Crap, I'm just dumb, debian dumb, programming dumb! Should have stayed CompE instead of EE! That's what I will choose for the PhD so that I can get a fresh start and above all else PRACTICE on all of this and not be so confused or have to rely solely upon other's help.

Gone.

I've started over again with re-imaging the partition from a backup and updating as required.

From the directions, I skipped these two steps as linux-image-5.10.0-19-amd64/stable-security,now 5.10.149-2 amd64 [installed,automatic] Linux 5.10 for 64-bit PCs (signed) is obviously signed:

(1) $ sbsign --key MOK.priv --cert MOK.pem "/boot/vmlinuz-$VERSION" --output "/boot/vmlinuz-$VERSION.tmp"
(2) $ sudo mv "/boot/vmlinuz-$VERSION.tmp" "/boot/vmlinuz-$VERSION"

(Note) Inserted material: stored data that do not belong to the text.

PR #2134, opened 2026-06-16
Current and Power limit scripting for power metering

DeDaMrAzR:
Some of the command examples :

```
- PowerLimitStatus
- PowerLimit <relay_channel> <maxCurrentA> <maxPowerW> <delaySeconds>
```

This is WIP and I will appreciate any feedback, currently enabled and tested on BK7231N and T platforms.

### DIFF
--- a/src/driver/drv_bl_shared.c
+++ b/src/driver/drv_bl_shared.c
@@ -10,6 +10,7 @@
 #include "../logging/logging.h"
 #include "../mqtt/new_mqtt.h"
 #include "../hal/hal_ota.h"
+#include "../httpserver/hass.h"
 #include "drv_local.h"
 //#include "drv_ntp.h"
 #include "drv_deviceclock.h"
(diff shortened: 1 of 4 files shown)


DeDaMrAzR:
`PowerLimit <channel> <maxCurrentA> <maxPowerW> [delaySeconds]`

Example - `PowerLimit 1 10 2000 2`

This means:

channel = 1
max current = 10 A
max real power = 2000 W
delay = 2 seconds

Check current status cmd - `PowerLimitStatus`

Example expected log:

PowerLimit: ch=1 current=10.000A power=2000.0W delay=2s tripped=0 override=0 trips=0

PowerLimitReset cmd - This clears the trip latch and rearms protection. It does not turn the relay back on automatically. If the load is still over the configured limit and the relay is turned on again, it should trip again.

Enable/dissable override cmd's:

```
PowerLimitOverride 1

PowerLimitOverride 0
```

Override allows the protected channel to stay on while keeping trip evidence. Disabling override while still tripped should force the channel off again on the next metering update.

You can also add this to your autoexec for manual reset, override and restore

```
addEventHandler OnHold 11 PowerLimitReset
addEventHandler OnDblClick 11 backlog PowerLimitOverride 1; setChannel 1 1
addEventHandler On3Click 11 PowerLimit 1 10 2000 2
```

Meaning:

(Btn pin role is on defined on pin 11 in this case)
OnHold = acknowledge/reset trip
OnDblClick = enable service override and turn channel 1 on
On3Click = restore normal limit


and with this PR I exposed 3 new "sensors" 
image

DeDaMrAzR:
Right now for N and T platforms only, expand if you see fit. 

`DelaySeconds` is optional and defaults to 0 if not set

PR #2137, opened 2026-06-17
Add event rate controls and thresholds for hwl8112

wsot:
The aim of this PR is to add controls to avoid the HLW8112 pushing MQTT output every second, potentially overloading receives of the events.

It's in draft because I'm just starting to experiment with it, and it's a PR because I wanted to attempt a build. (I'm currently trying to get builds going locally or using my own Github Action minutes.

Maintainers: feel free to close this if it is getting in the way; I'll close it myself if I don't make some sensible headway.

### DIFF
--- a/.github/workflows/workflow.yaml
+++ b/.github/workflows/workflow.yaml
@@ -54,97 +54,97 @@ jobs:
           echo "sha_short=SHA-$(git rev-parse --short=12 HEAD)" >> $GITHUB_OUTPUT
           echo "version=${VERSION}" >> $GITHUB_OUTPUT
 
-  build2:
-    name: Build Simulator
-    needs: refs
-    runs-on: windows-2022
+  # build2:
+  #   name: Build Simulator
+  #   needs: refs
+  #   runs-on: windows-2022
 
-    steps:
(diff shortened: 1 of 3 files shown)


DeDaMrAzR:
have you seen these script commands from here - https://github.com/openshwprojects/OpenBK7231T_App/blob/main/docs/commands.md

image

wsot:
Thanks @DeDaMrAzR - I'll take a closer look at those script commands. (My challenge is not actually the MQTT messages, but the total number of readings I'm ending up storing in Home Assistant).

I also have local builds going now, so I'll close this PR until I've looked through those docs in more detail, and _if_ a change is potentially needed I'll put together one that builds before opening a PR.

Thanks for the help!

wsot:
Doesn't look like changing those broadcast intervals makes a difference: they seem to control the 'send everything' broadcast interval (where all valid channels for sending are sent), but the hlw8112_RunEverySecond triggers an updated of every channel, and each of those updates seems to trigger its own MQTT sent - so even if the mqtt_broadcastinterval is set to 500, there are still updates sent for every HLW8112 channel every second.

PR #2143, opened 2026-06-23
Fix webui slider behavior

DeDaMrAzR:
sliders work after releasing not mid drag and value is shown above them

image


DeDaMrAzR:
image

Color picker fix introduced.

divadiow:
much better ux. currently page does glitching and mouse drag gets dropped sometimes as sliders are moved. seems good to merge @openshwprojects ? 

image

PR #2146, opened 2026-06-28
rename xr806 output file

divadiow:


divadiow:
https://www.elektroda.com/rtvforum/viewtopic.php?p=21929217#21929217

PR #2149, opened 2026-06-30
Update MQTT and WiFi configuration parameters

giannajuncal:


divadiow (commented):
this contains your credentials?

I suggest close and purge delete if so

PR #2162, opened 2026-07-13
Add 4-PWM RGBW LED mode

lumixen:
## Summary

Adds Flag 52 (OBK_FLAG_LED_4PWM_RGBW_MODE) for 4-PWM RGB + independent White LED strips, exposed as a single HA light entity with RGB/White color modes, including led_enableWhite command, led_colorMode MQTT topic, HA discovery via template schema, Web UI mode selector with dynamic RGB picker hide/show, and selftest coverage.

I have tested and am using these changes for the Magic Home RGBW controller:

RGB Mode:

White Mode:

HA light entity:

Essentially this PR implements a request for RGB+separate white channel from https://www.elektroda.pl/rtvforum/topic4003384.html

### MQTT structure

| Direction | Topic | Value |
|-----------|-------|-------|
| Set RGB | `cmnd/<device>/led_basecolor_rgb` | `RRGGBB` hex |
| Set White | `cmnd/<device>/led_enableWhite` | any value (ignored) |
| Set enable | `cmnd/<device>/led_enableAll` | `0` or `1` |
| Set brightness | `cmnd/<device>/led_dimmer` | `0`–`100` |
| Get RGB state | `<device>/led_basecolor_rgb/get` | `RRGGBB` hex |
| Get color mode | `<device>/led_colorMode/get` | `"rgb"` or `"white"` |
| Get enable | `<device>/led_enableAll/get` | `0` or `1` |
| Get dimmer | `<device>/led_dimmer/get` | `0`–`100` |

HA discover payload:
```json
{
  "rgb_cmd_tpl": "{{'#%02x%02x%02x0000'|format(red,green,blue)}}",
  "rgb_val_tpl": "{{ value[0:2]|int(base=16) }},{{ value[2:4]|int(base=16) }},{{ value[4:6]|int(base=16) }}",
  "rgb_stat_t": "~/led_basecolor_rgb/get",
  "rgb_cmd_t": "cmnd/<device>/led_basecolor_rgb",
  "whit_cmd_t": "cmnd/<device>/led_enableWhite",
  "whit_scl": 100,
  "clrm_stat_t": "~/led_colorMode/get",
  "stat_t": "~/led_enableAll/get",
  "cmd_t": "cmnd/<device>/led_enableAll",
  "bri_stat_t": "~/led_dimmer/get",
  "bri_cmd_t": "cmnd/<device>/led_dimmer",
  "bri_scl": 100
}
```

@openshwprojects, thank you for all your great work in making this project possible. Please let me know your feedback and whether exposing this feature as a new flag is an acceptable approach.


openshwprojects:
Seems nice, I replied there:
https://www.elektroda.com/rtvforum/viewtopic.php?p=21944154#21944154

lumixen:
Hi @openshwprojects , thank you for the feedback!

> -An old saved colour-temperature value is reused as the saved white-channel value once Flag 52 is enabled, without an explicit migration.
> -A previously saved CW/temperature mode is not converted automatically into the new White mode.

I intentionally didn't add migration logic from other flag combinations as it would complicate the code and maintenance. I anticipate that the device is configured once, and whenever the hardware or LED strip configuration changes, it should be a fresh configuration.

> -The implementation expects white on logical channel 4, so an existing contiguous RGBW assignment using channels 0, 1, 2 and 3 would not work without reconfiguration.

Let me know if that's something we should handle differently. I adjusted this logic specifically for my hardware.

> -Some alternative commands and routes, such as HSB controls, led_temperature, CT, led_basecolor_rgbcw and Device Groups, can still select the older RGB/CW/All modes without necessarily keeping the new

I can add validation logic to those commands to prevent state modifications if flag 52 is enabled.

> -Home Assistant sends a value to the white command topic, but `led_enableWhite` currently ignores that value and relies entirely on the normal dimmer setting. 

That's intentional. Home Assistant sends a value to the white command topic only once when it transitions from RGB mode to White mode. After that, it never publishes a white value again unless it transitions to RGB and back to White mode again. Brightness is always controlled by the `bri_cmd_t` topic regardless of mode. I've added an extended comment to explain this behavior.

ryan-ronnander:
Only spotted this after opening #2236, which overlaps this PR somewhat (much much smaller).

But if I'm reading this right for your case:

- A dummy 5th PWM (the maintainer's suggestion [here](https://www.elektroda.com/rtvforum/topic4012186.html#20801045)) gets you HA discovery
- #2236 makes `CTRange 500 500` collapse the temperature slider to a single white point instead of dividing by zero, so your white channel drives at full.

Think of it like an RGBCW bulb with one locked color temp that cannot do white + RGB at the same time, only one mode or the other. Simple, but works.

This PR is likely a better true fix though for PWM bulbs. They get a proper white mode and discovery for a bare 4-PWM device. My RGBW bulb uses an SM2135 and wouldn't benefit from this PR unfortunately, since `pwmCount` is 0 for a driver-chip bulb and the `pwmCount == 4` gate never fires, maybe it could end up covering more than just PWM?

I don't see why both PRs can't coexist though, the code paths tackle similar problems in entirely different ways.

PR #2188, opened 2026-08-18
drv_battery: keep the configured voltage divider, and don't publish ADC errors as a voltage

DrDoof:
Two things I ran into getting battery reporting working on a camera board. They're
unrelated, but both live in `Batt_Measure()`, so splitting them into separate PRs would
just create a conflict.

The first one: `Battery_Setup` takes a divider argument, and `Batt_Measure()` throws it
away again unless a `BAT_Relay` pin happens to be assigned.

```c
if (PIN_FindPinIndexForRole(IOR_BAT_Relay, -1) == -1 && PIN_FindPinIndexForRole(IOR_BAT_Relay_n, -1) == -1) {
    g_vdivider = 1;
}
```

My board has the divider soldered on permanently with no relay to switch it. I first
wrote that I didn't think this was unusual, and I've since been put right on that: most
battery-powered designs use a dedicated FET to switch the measurement on and save the
current, so mine is the odd one out. Either way, `Battery_Setup 3400 4100 3 2400 4096`
reported a third of the real voltage, and nothing in the log hinted at why. Took me
longer than I'd like to admit to spot, since the rest of the arithmetic checks out fine.

I kept the fallback for anyone who never passes a divider at all. It only stops
overriding a value that was set on purpose.

The other one: `HAL_ADC_Read` signals failure with a negative return value. On Beken
that's -1 for a pin with no channel behind it, -2 if the ADC won't open, -3 on a
conversion timeout. Nothing checks for it, so it gets scaled and published to MQTT and
the index page. One failed conversion shows up as -3.5 mV sitting in among normal
4000 mV readings, and drops the percentage to 0 for that cycle.

Now it keeps the previous value and logs the failure instead.

Tested on BK7252N.

### DIFF
--- a/src/driver/drv_battery.c
+++ b/src/driver/drv_battery.c
@@ -29,6 +29,9 @@ static void Batt_Measure() {
 	if (g_vdividerFromUser == false
 		&& PIN_FindPinIndexForRole(IOR_BAT_Relay, -1) == -1
 		&& PIN_FindPinIndexForRole(IOR_BAT_Relay_n, -1) == -1) {
+		if (g_vdivider != 1) {
+			ADDLOG_INFO(LOG_FEATURE_DRV, "DRV_BATTERY: no relay pin and no divider given, ignoring divider %f and measuring directly", g_vdivider);
+		}
 		g_vdivider = 1;
 	}
 	// if divider equal to 1 then no need for relay activation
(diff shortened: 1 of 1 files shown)


DeDaMrAzR:
> My board has the divider soldered on permanently with no relay to switch it, which I
> don't think is unusual.

On most battery operated devices that were dealt with there is a dedicated FET(relay) for turning battery measurement on so without that condition being triggered there is no measurement. Design choice I guess for lowering power consumption and since many of them (if not all) are not running all the time it makes sense. Your device is unusual 🙂 in that regard, keep that in mind.

DrDoof:
Fair correction, I'll take that. I based "not unusual" on the one board in front of me,
which isn't much of a sample, and the power argument for switching the divider makes
obvious sense on something that spends most of its life asleep.

It doesn't change what the patch does though, and I don't think it puts the common
design at any risk. The old behaviour is kept everywhere except one case:

- relay pin assigned: the condition was already false, so nothing changes at all
- no relay pin and no divider argument: still falls back to 1, same as before
- no relay pin but `Battery_Setup` was given a divider: now it's used instead of being
  dropped

So the only path that behaves differently is the one where someone passed a value that
was previously thrown away without a word in the log. That was what caught me out, not
the fallback itself, which is a sensible default.

If you'd rather not carry the extra flag for a rare board, an alternative would be to
leave the override in place and just log when a configured divider gets reset. I'd
still lean toward honouring an argument the user explicitly passed, but I'm happy either
way and can rework it.

DeDaMrAzR:
I was not criticizing your implementation - more over I can even agree with it. 

Couple of things to pay attention to, TAB indent only, no breaking changes (unless 100% needed) and describe the PR as much as possible ( as you already did 🙂 ).

Feel free to tag @openshwprojects, me, @NonPIayerCharacter, @divadiow or any of the contributors so we can check and review proposed changes and implement them. One "limiting" factor may be a test on the single device, OBK supports A LOT of platforms and chips so testing it and verifying behavior is a process just be patient. Or feel free to join us in our chip hoarding game 😁

DrDoof:
Understood, and thanks for spelling the conventions out, that's more useful than a
review comment after the fact.

I went back over all of the branches I've got open rather than just this one. Two
of them had spaces on lines I'd added, in the ADC read where the surrounding code
is already mixed, and I've pushed fixups for both. This one and the listen backlog
were already tabs throughout.

Point taken on the single device too. I've tried to keep each of these to one file
and one problem so they're easier to reason about without the hardware in front of
you, and I'm in no hurry.

divadiow:
`**FIX CLEANUP PATH, THEN MERGE** | Code reviewed | Both intended fixes are valid, but the ADC-error return occurs before the existing relay/FET switch-off. One failed conversion can leave a switched measurement divider powered. Use a common cleanup path and make divider-state reset semantics explicit`

DrDoof:
You're right, and it's an unfortunate one given the context: the relay exists to save current, and my error path was the one case that left it drawing some.

The read happened between switching the divider on and switching it back off, so a failed conversion returned straight past the switch-off and the divider stayed powered until the next measurement came round. I've moved the switch-off to sit immediately after the read, so both paths go through it and the divider is off as soon as the sample is taken, whether or not the sample was any good.

On the reset semantics, `g_vdividerFromUser` is sticky by design and I'd like to keep it that way, since omitting an argument means "leave it alone" for vref and adcbits too and it would be odd if the divider alone reverted. What was genuinely implicit is the other direction: the fallback silently discarding a configured divider is exactly what cost me the afternoon that started this PR, and it never said so. It does now. The log can only fire once, because `g_vdivider` is 1 from that point on.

I have verified that all the modules in /lib/modules/5.10.0-19-amd64/updates/dkms are signed showing sig_id, signer, sig_key, sig_hashalgo, and signature.

However, the following command fails with error that mok.pub does not exist:
sudo mokutil --import /var/lib/dkms/mok.pub
Failed to get file status, /var/lib/dkms/mok.pub

mok.pub cannot be found anywhere in the system's directory tree.

Please, what am I missing?

At what point is mok.pub generated?

____________________________________________________________________________________________________ ________________________________________________________

To make a long story short-ish...

Because the kernel was already signed as well as the modules along with the key being enrolled, all that was required was a reboot.

Done. Finito.

____________________________________________________________________________________________________ ________________________________________________________

Making DKMS modules signing by DKMS signing key usable with the secure boot wasn't needed.

Anyway, thanks again Linuxquestions.org for the Happy Birthday each year!